The only problem is that I need to provision extra hardware. This is the time when the men are separated from the boys! The Amazons and the Googles of the world do this with the snap of a finger, but what about me? I place a request to my provider and he says that he will get it within 24 hrs, like I am supposed to feel good about it! And even if I get the hardware, by the time I wake up my ops guy and have him reconfigure my system, the traffic would have died down! Today's Cloud computing providers like Amazon and Rackspace solve the first problem for me pretty well. But the second problem is still a pain in the neck unless I want my ops team to label me a "slave driver"! This is where tools like Chef come in. If you had configured your system using Chef, this is what you would do:
$> knife node create new.machine1
$> knife node create new.machine2
$> knife node run_list add new.machine1 "role[appsrv]"
$> knife node run_list add new.machine2 "role[appsrv]"
$> knife bootstrap new.machine1
$> knife bootstrap new.machine2
$> ssh root@new.machine1 "chef-client"
$> ssh root@new.machine2 "chef-client"
Thats it! Now, all that needs to be done is to tell the load balancer that there are two more app servers available to share the load. If you have a physical load balancer (proxy) doing this job for you, all you need to do is run "chef-client" on the load-balancer after changing the required configuration file. An alternate approach would have been to create machine images, like Amazon's AMI for EC2, after having configured a working system. But I find it tedious for the following reason:
- It binds me to EC2 (or whoever has the image)
- I need to take a snapshot every time my configuration files change
- An AMI is of little use to fix problems with an existing system (e.g., if I want to "re-install" only the MySQL server)
- I need to take a snapshot every time I upgrade some part of my software (e.g., if I upgrade to Rails ver 3.2 from ver 3.0)
Chef takes a system admin problem and converts that into a development problem.

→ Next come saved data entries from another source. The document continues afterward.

PR #4, opened 2021-07-15
BXC-3208 - Basic destination mapping

bbpennel:
https://jira.lib.unc.edu/browse/BXC-3208

* Adds command for generating basic one destination mapping files, and some infrastructure for later more complicated cases

### DIFF
--- a/src/main/java/edu/unc/lib/boxc/migration/cdm/services/DestinationsService.java
+++ b/src/main/java/edu/unc/lib/boxc/migration/cdm/services/DestinationsService.java
@@ -1,0 +1,160 @@
+/**
+ * Copyright 2008 The University of North Carolina at Chapel Hill
+ *
+ * Licensed under the Apache License, Version 2.0 (the "License");
+ * you may not use this file except in compliance with the License.
+ * You may obtain a copy of the License at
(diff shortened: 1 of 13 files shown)


src/main/java/edu/unc/lib/boxc/migration/cdm/services/DestinationsService.java
```diff
@@ -0,0 +1,160 @@
...
+    }
+
+    private void assertProjectStateValid() {
+        if (project.getProjectProperties().getIndexedDate() == null) {
+            throw new InvalidProjectStateException("Project must be indexed prior to generating destinations");
+        }
+    }
+
+    private void assertValidDestination(String destination) {
+        if (destination == null) {
```
lfarrell, line 96: Should this case throw an exception too?

lfarrell (changes requested):

src/main/java/edu/unc/lib/boxc/migration/cdm/services/DestinationsService.java
bbpennel: Updated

This is because Chef does its stuff using what are called "Cookbooks". These Cookbooks have "Recipes" that describe how to go about building the system. The best part is that recipes can depend on other recipes much like the way one library can depend on another in a software application. Recipes are written in Ruby DSLs, which means that you can insert programming logic when cooking up recipes!! The best part is that Opscode (the company behind Chef) has created a platform where people can share and use other's recipes. I think that Cookbooks and Recipes are the right abstractions for sharing system setup information. These are much more fine grained when compared to AMIs and thus more reusable. The "Configuration as Code" and sharable Cookbooks create an eco-system, that I think lends itself to some very sophisticated configuration option. The relative ease with which this sophistication is achieved will, I think, accelerate the adoption of Cloud.